I believe that binary data does not have such things as end-of-line.
Binary files can have ANY POSSIBLE character in them, including the \ n character. You do not want python to implicitly convert any characters in the binary to another. Python has no idea that it reads the binary unless you say so. And when python reads a text file, it will automatically convert any \ n character to the newline character of the OS, which in Windows is \ r \ n.
Thus, everything works in all programming languages.
Another way to think: a file is just a long series of bytes (8 bits). A byte is an integer. And the byte can be any integer. If the byte is an integer of 10, this is also the ascii code for the \ n character. If the bytes in the file represent binary data, you do not want Python to read at 10 and convert them to two bytes: 13 and 10. Usually, when you read binary data, you want to read, say, the first 2 bytes, which is a number and then the next 4 bytes, which are another number, etc. Obviously, if python suddenly converts one of the bytes into two bytes, this will cause two problems: 1) it modifies the data, 2) all your data boundaries will be corrupted.
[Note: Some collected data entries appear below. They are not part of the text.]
PR #6139, opened 2018-01-22
[DOCS] Upgrade branch to 6.2

lcawl:
This PR changes the "branch" attribute from 6.x to 6.2.

### DIFF
--- a/libbeat/docs/version.asciidoc
+++ b/libbeat/docs/version.asciidoc
@@ -1,5 +1,5 @@
 :stack-version: 6.2.0
-:doc-branch: master
+:doc-branch: 6.2
 :go-version: 1.9.2
 :release-state: unreleased
 :python: 2.7.9
--- a/libbeat/docs/version.asciidoc
+++ b/libbeat/docs/version.asciidoc
@@ -5,4 +5,4 @@
 :python: 2.7.9
 :docker: 1.12
 :docker-compose: 1.11
-:branch: 6.x
+:branch: 6.2


libbeat/docs/version.asciidoc
```diff
@@ -5,4 +5,4 @@
 :python: 2.7.9
 :docker: 1.12
 :docker-compose: 1.11
-:branch: 6.x
+:branch: 6.2
```
dedemorton: doc-branch also needs to be 6.2. That's the attribute used in 99% of the Beats docs.

The `branch` attribute was added recently when you integrated the X-Pack content here https://github.com/elastic/beats/commit/08f9be04058782c31a5774f5b74b91f4aa0fbc95. You reverted some of the changes. Is {branch} even used anywhere?

dedemorton: Oh I see. It's the disconnect between the shared attributes and the ones I use for Beats. I'll add a cleanup issue for this. Just make sure you bump the doc-branch version.

Incidentally, I think doc-branch is more descriptive

lcawl:
Thanks, @dedemorton, I didn't notice that other doc-branch attribute.  I've updated it now. 
With respect to which topics are using the "branch" attribute, I know at the very least the recently-added security topics use it (e.g. https://raw.githubusercontent.com/elastic/beats/master/libbeat/docs/security/securing-beats.asciidoc, which uses the shared attribute {xpack-ref}, which in turn uses {branch} per https://github.com/elastic/docs/blob/master/shared/attributes.asciidoc).

dedemorton:
@lcawl I think since I import the shared attributes and then import the Beats attributes (which override any duplicates in the shared attributes) we are probably covered without {branch}. I still have some cleanup work pending for the attributes anyhow, so I'll just add that to the list.

PR #6143, opened 2018-01-23
Removing beta label from jolokia/jmx metricset

ruflin:


metricbeat/module/jolokia/jmx/jmx.go
```diff
@@ -69,16 +62,19 @@ func New(base mb.BaseMetricSet) (mb.MetricSet, error) {
 	http.SetMethod("POST")
 	http.SetBody(body)
 
+	log := logp.NewLogger(metricsetName)
+
 	if logp.IsDebug(metricsetName) {
-		debugf("The body for POST requests to jolokia host %v is: %v",
-			base.HostData().Host, string(body))
+		log.Debugw("Jolokia request body",
```
ruflin: @andrewkroh Is this the expected use of the new logging (first time user ;-) ).

metricbeat/module/jolokia/jmx/jmx.go
```diff
@@ -69,16 +62,19 @@ func New(base mb.BaseMetricSet) (mb.MetricSet, error) {
 	http.SetMethod("POST")
 	http.SetBody(body)
 
+	log := logp.NewLogger(metricsetName)
```
andrewkroh: Given that there can be multiple instances of this metricset I recommend instantiating this `Logger` with context about the host. For example:

```
log := logp.NewLogger(metricsetName).With("host", base.HostData().Host)
```

metricbeat/module/jolokia/jmx/jmx.go
andrewkroh: You can omit `host` if you add it to the logger's context.

ruflin: done

metricbeat/module/jolokia/jmx/jmx.go
ruflin: done

metricbeat/module/jolokia/jmx/jmx.go
```diff
@@ -69,16 +62,19 @@ func New(base mb.BaseMetricSet) (mb.MetricSet, error) {
...
+
 	if logp.IsDebug(metricsetName) {
```
ruflin: @andrewkroh Do we have any direct replacment method for `IsDebug`?

andrewkroh: Nope. Calling `IsDebug` is mostly unnecessary when using the structured logger because the fields are lazily marshaled to a log message. And for the print and printf style methods the string formatting is not performed until after checking if the logging level is enabled. So the only performance hit is in the allocation of the slice that holds the fields.

ruflin:
@andrewkroh Ready for an other review. Changed the logging, added a Changelog entry and rebase on master.

ruflin:
Rebased again.

PR #6146, opened 2018-01-23
libbeat: Add a new way to detect node for k8s which using machine-id

walktall:
This PR comes from https://github.com/elastic/beats/pull/6117

Focus on node auto detection when beat is deployed outside k8s cluster.

@exekias PTAL~


exekias:
jenkins, test it please

walktall:
@exekias changelog  entry added, PTAL.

Example: suppose the first byte of the file should represent the weight of the dog, and the byte value is 10. Then the next byte should represent the age of the dog, and its value is 1. If Python converts 10, which is the ascii code for \ n, up to two bytes : 10 and 13, then the python data will look like this:
10 13 1
And when you retrieve the second byte for the dog's age, you get 13 - not 1.
We often say that the file contains "characters", but this is clearly false. Computers cannot store characters; they can only store numbers. Thus, a file is simply a long series of numbers. If you tell python to treat these numbers as ascii codes that represent characters, then python will give you text.